___ The data

PR #1055, opened 2023-02-13
fix: avoid notice on php 8

leogermani:
### All Submissions:

Fixes the method signature so it won't throw notices on PHP 8+

1. Spin up a site with php 8 and Campaigns
2. Visit the site and inspect the ajax requests to `.../wp-content/plugins/newspack-popups/api/campaigns/index.php?cid=...`
3. Check the response and confirm you see the following warning:
```
<br />
<b>Deprecated</b>:  Required parameter $client_id follows optional parameter $all_segments in <b>/newspack-repos/newspack-popups/api/campaigns/class-maybe-show-campaign.php</b> on line <b>185</b><br />
```
4. Checkout this branch and confirm the warning is gone.

### Other information:

### DIFF
--- a/api/campaigns/class-maybe-show-campaign.php
+++ b/api/campaigns/class-maybe-show-campaign.php
@@ -182,7 +182,7 @@ class Maybe_Show_Campaign extends Lightweight_API {
 	 *
 	 * @return string|null ID of the best matching segment, or null if the client matches no segment.
 	 */
-	public function get_best_priority_segment_id( $all_segments = [], $client_id, $referer_url = '', $page_referer_url = '', $view_as_spec = false ) {
+	public function get_best_priority_segment_id( $all_segments, $client_id, $referer_url = '', $page_referer_url = '', $view_as_spec = false ) {
 		// If using "view as" feature, automatically make that the matching segment. Otherwise, find the matching segment with the best priority.
 		if ( $view_as_spec && isset( $view_as_spec['segment'] ) ) {
 			return $view_as_spec['segment'];
--- a/api/campaigns/class-maybe-show-campaign.php
+++ b/api/campaigns/class-maybe-show-campaign.php
@@ -272,7 +272,7 @@ class Maybe_Show_Campaign extends Lightweight_API {
 					$should_display = true;
 				}
 			}
-		} elseif ( $should_display && ! empty( $popup_segment_ids ) ) {
+		} elseif ( $should_display && ! empty( $popup_segment_ids ) && ! empty( $settings ) ) {
 			// $settings->best_priority_segment_id should always be present, but in case it's not (e.g. in a unit test), we can fetch it here.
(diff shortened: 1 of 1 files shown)


adekbadek (commented):
Is it certain that this argument will always be an array?

leogermani:
> Is it certain that this argument will always be an array?

There is no check for that. But that issue is beyond this PR. We know for sure that this argument is always passed, so the default vaule of `[]` is never used (because the second argument is required).

This method could certainly have more checks in place, but that should be treated in a dedicated effort.

adekbadek:
If the argument is passed, but has a `null` value, won't that result in a regression since it won't be coerced to and array anymore?

leogermani:
> If the argument is passed, but has a null value, won't that result in a regression since it won't be coerced to and array anymore?

afaik it  won't be coerced to an array. If you pass a NULL value, you passed something, so it will still be NULL. The only case in which the parameter is filled with the default value is when it is not informed

adekbadek:
What I mean is that this argument may not always be provided, that's why the default value is in place. When removing that default value, we should ensure that the argument is always provided. 

If you're previewing a prompt, the `$settings` supplied to the `should_popup_be_shown` method, which calls `get_best_priority_segment_id`, [will be empty](https://github.com/Automattic/newspack-popups/blob/a443ecaf84d3464c3c9f44e519aef83b0b0dfea5/includes/class-newspack-popups-inserter.php#L808-L816). This actually results in a PHP warning on `master`, because the empty settings are read by the "lightweight API"! 

5a859396e6399575b90b9b6b7550ddb2c6d89e9a ensures that the empty `$settings` (when previewing) won't be read, and thus the empty `$all_segments` argument will not be passed to `get_best_priority_segment_id`.

adekbadek (approved):
Assuming @leogermani 's merge will be an approval of the change I've added (5a859396e6399575b90b9b6b7550ddb2c6d89e9a) :)

leogermani:
> What I mean is that this argument may not always be provided, that's why the default value is in place. When removing that default value, we should ensure that the argument is always provided.

I don't get it. The reason of the warning is because the second argument is required. So it's currently impossible to call this method without providing the first argument, because you have to inform the second - and it's impossible to inform the second without informing the first. :rofl: 

If there's a case throwing warning because of an empty value (which is different from not passing the value) it is not related to the change in this PR. Nothing would change. 

But if we can fix that, let's do it

adekbadek:
Ah, got you now. Yes, the argument will always be **provided** – even if the value is not an array, as expected. So my initial comment was misguided because I was not clear on whether the argument would be coerced into the default value (it won't). 

Anyway, by looking into this I've found an issue which would cause a PHP warning when previewing prompts – fixed in 5a859396e6399575b90b9b6b7550ddb2c6d89e9a. So this PR is now fixing **two** PHP warnings :)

______

What you should do:
Retype every line of the listing above exactly as given.

Solution for this task:
PR #1055, opened 2023-02-13
fix: avoid notice on php 8

leogermani:
### All Submissions:

Fixes the method signature so it won't throw notices on PHP 8+

1. Spin up a site with php 8 and Campaigns
2. Visit the site and inspect the ajax requests to `.../wp-content/plugins/newspack-popups/api/campaigns/index.php?cid=...`
3. Check the response and confirm you see the following warning:
```
<br />
<b>Deprecated</b>:  Required parameter $client_id follows optional parameter $all_segments in <b>/newspack-repos/newspack-popups/api/campaigns/class-maybe-show-campaign.php</b> on line <b>185</b><br />
```
4. Checkout this branch and confirm the warning is gone.

### Other information:

### DIFF
--- a/api/campaigns/class-maybe-show-campaign.php
+++ b/api/campaigns/class-maybe-show-campaign.php
@@ -182,7 +182,7 @@ class Maybe_Show_Campaign extends Lightweight_API {
 	 *
 	 * @return string|null ID of the best matching segment, or null if the client matches no segment.
 	 */
-	public function get_best_priority_segment_id( $all_segments = [], $client_id, $referer_url = '', $page_referer_url = '', $view_as_spec = false ) {
+	public function get_best_priority_segment_id( $all_segments, $client_id, $referer_url = '', $page_referer_url = '', $view_as_spec = false ) {
 		// If using "view as" feature, automatically make that the matching segment. Otherwise, find the matching segment with the best priority.
 		if ( $view_as_spec && isset( $view_as_spec['segment'] ) ) {
 			return $view_as_spec['segment'];
--- a/api/campaigns/class-maybe-show-campaign.php
+++ b/api/campaigns/class-maybe-show-campaign.php
@@ -272,7 +272,7 @@ class Maybe_Show_Campaign extends Lightweight_API {
 					$should_display = true;
 				}
 			}
-		} elseif ( $should_display && ! empty( $popup_segment_ids ) ) {
+		} elseif ( $should_display && ! empty( $popup_segment_ids ) && ! empty( $settings ) ) {
 			// $settings->best_priority_segment_id should always be present, but in case it's not (e.g. in a unit test), we can fetch it here.
(diff shortened: 1 of 1 files shown)


adekbadek (commented):
Is it certain that this argument will always be an array?

leogermani:
> Is it certain that this argument will always be an array?

There is no check for that. But that issue is beyond this PR. We know for sure that this argument is always passed, so the default vaule of `[]` is never used (because the second argument is required).

This method could certainly have more checks in place, but that should be treated in a dedicated effort.

adekbadek:
If the argument is passed, but has a `null` value, won't that result in a regression since it won't be coerced to and array anymore?

leogermani:
> If the argument is passed, but has a null value, won't that result in a regression since it won't be coerced to and array anymore?

afaik it  won't be coerced to an array. If you pass a NULL value, you passed something, so it will still be NULL. The only case in which the parameter is filled with the default value is when it is not informed

adekbadek:
What I mean is that this argument may not always be provided, that's why the default value is in place. When removing that default value, we should ensure that the argument is always provided. 

If you're previewing a prompt, the `$settings` supplied to the `should_popup_be_shown` method, which calls `get_best_priority_segment_id`, [will be empty](https://github.com/Automattic/newspack-popups/blob/a443ecaf84d3464c3c9f44e519aef83b0b0dfea5/includes/class-newspack-popups-inserter.php#L808-L816). This actually results in a PHP warning on `master`, because the empty settings are read by the "lightweight API"! 

5a859396e6399575b90b9b6b7550ddb2c6d89e9a ensures that the empty `$settings` (when previewing) won't be read, and thus the empty `$all_segments` argument will not be passed to `get_best_priority_segment_id`.

adekbadek (approved):
Assuming @leogermani 's merge will be an approval of the change I've added (5a859396e6399575b90b9b6b7550ddb2c6d89e9a) :)

leogermani:
> What I mean is that this argument may not always be provided, that's why the default value is in place. When removing that default value, we should ensure that the argument is always provided.

I don't get it. The reason of the warning is because the second argument is required. So it's currently impossible to call this method without providing the first argument, because you have to inform the second - and it's impossible to inform the second without informing the first. :rofl: 

If there's a case throwing warning because of an empty value (which is different from not passing the value) it is not related to the change in this PR. Nothing would change. 

But if we can fix that, let's do it

adekbadek:
Ah, got you now. Yes, the argument will always be **provided** – even if the value is not an array, as expected. So my initial comment was misguided because I was not clear on whether the argument would be coerced into the default value (it won't). 

Anyway, by looking into this I've found an issue which would cause a PHP warning when previewing prompts – fixed in 5a859396e6399575b90b9b6b7550ddb2c6d89e9a. So this PR is now fixing **two** PHP warnings :)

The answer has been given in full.